Sunday, 28 March 2021

Cartoons

The right-wing tabloid press is up in arms with at entirely predictable response to the entirely predictable reaction of the parents of Muslim pupils being shown a cartoon of Mohammed by a teacher.



Why, though, were the tabloids entirely silent when Professor Corinne Fowler, co-editor of the National Trust report on the connections between colonialism and properties in the care of the National Trust, reported three incidents of death threats to the police? 

Additionally, a project she has led to teach school children about the imperial history of buildings in their local area has been investigated by more than 50 Tory MPs of the perversely named Common Sense Group in an attempt at political intimidation, which is essentially part of the established, right wing cancel culture and political correctness gone mad trope, the very things they incessantly complain about.

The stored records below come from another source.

PR #16874, opened 2023-05-19
Refs #31949 -- Made @no_append_slash decorator to work with async functions.

LomaxOnTheRun:

This PR makes the `no_append_slash` decorator able to handle both sync and async views.

### DIFF
--- a/django/views/decorators/common.py
+++ b/django/views/decorators/common.py
@@ -1,5 +1,7 @@
 from functools import wraps
 
+from asgiref.sync import iscoroutinefunction
+
 
 def no_append_slash(view_func):
     """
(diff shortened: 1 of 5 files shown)


django/views/decorators/common.py
```diff
@@ -9,9 +11,19 @@ def no_append_slash(view_func):
...
-    def wrapper_view(*args, **kwargs):
-        return view_func(*args, **kwargs)
 
-    wrapper_view.should_append_slash = False
-    return wrapper_view
+    if iscoroutinefunction(view_func):
+
+        async def _view_wrapper(request, *args, **kw):
+            response = await view_func(request, *args, **kw)
+            return response
```
LomaxOnTheRun, line 19: 🤔 I wasn't sure if this would be neater than the single line option:

```py
return await view_func(request, *args, **kw)
```

I think the more verbose version makes the code a little clearer, but I'm not sure if one less variable assignment is a bigger benefit.

LomaxOnTheRun: Made it into a single line to keep the styling in line with other decorator styles.

felixxm (approved):
@LomaxOnTheRun Thanks :+1:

Professor Fowler said; “Sadly, what Brexit has taught us is that you can make political capital out of dividing people. The most important thing about this is not to weaponise history. These kinds of interventions actually shut down the possibility of having sensible conversations because it all becomes polarised and politicised. I don’t think that anybody of any political persuasion should be using history as a way of manipulating public opinion. It’s worrying when national pride gets mixed up with historical fact. Facts should not be given equal status to opinion. Historians write history, that’s what they do. When new evidence comes to light about East India Company connections or the slavery business and how that, for example, shaped philanthropy and philanthropic giving in this country, we then adjust our view of the past accordingly, as led by the evidence. It’s good to have conversations about how to interpret certain facts that come to light but I don’t think the basic, fundamental facts should be open for discussion. That’s dangerous. Opinion is given too much sway and we end up having quite irrational conversations about history which are not led by the evidence or guided by facts.”

Adding to history as facts are uncovered, or rediscovered, is indeed rewriting history - much like the discovery of Viking artefacts in North America is rewriting history. However, the right uses the term in a pejorative manner, as if it's something bad. What they object to is the entirely legitimate exposing of a sanitised version of history - a version of history they don't want changed as the new information is an embarrassment.

To return to the Mohammed cartoons issue; one must consider that the charge of blasphemy was dropped from the statue book here only as recently as 2008 and it's not that long ago you'd receive not just death threats, but actual death, for being an alleged witch. The last person to go to prison for blasphemy did so in 1921 and, as recently as 1977, which is well within living memory, a court found the editor of Gay News guilty of blasphemy and he received a fine and a suspended sentence at the behest of Mary Whitehouse.

Islam is younger than Christianity by some 500 years and there are signs that a more tolerant, western form of Islam is gathering traction. It has a long way to go yet, but death threats are not the preserve solely of Muslims. Dissing the Union flag or simply adding verifiable facts to a glossed-over history triggers some indigenous Brits enough to persuade them to also make death threats.

Any issue such as this is going to be hi-jacked by extremists on both sides of the fence, but that's wrong with a bit of consideration for people within your community - especially when the South Asian population of Batley is now around 33% in Batley West and 54% in Batley East? The teacher must have known he was doing something extremely contentious, if not provocative, and could have asked any Muslim pupils to leave the room, if he was about to make a point to the class with the cartoon.

The argument has been posited that they cannot possibly determine if a cartoon of Mohammed is disrespectful unless they first see the image and use their rational brains to make that determination themselves. That, however, skirts the fact that ANY image of Mohammed is considered disrespectful, so they don't actually need to see the image to reach that conclusion - whether it's a cartoon or an entirely respectful portrait makes no difference; all they need to know is that it's an image of Mohammed, which it indubitably was.

Then again, they've been told that any image of Mohammed is disrespectful and haven't reached that conclusion themselves on the basis of rational thought. It's dogma that has no basis in the Q'uran, and dogma is dangerous. There was a period in Islamic history, under the Mongols and early Ottomans, when images of Mohammed were indeed permitted, but that was before the hard-liners and dogmatists took control of Islam and started imposing their authoritarian views on the Ummah. Additionally, there's a prohibition of the portrayal of any Muslim Prophet, which includes Jesus, whose image abounds in western art and outside many of our churches, yet there are no Muslims protesting outside churches.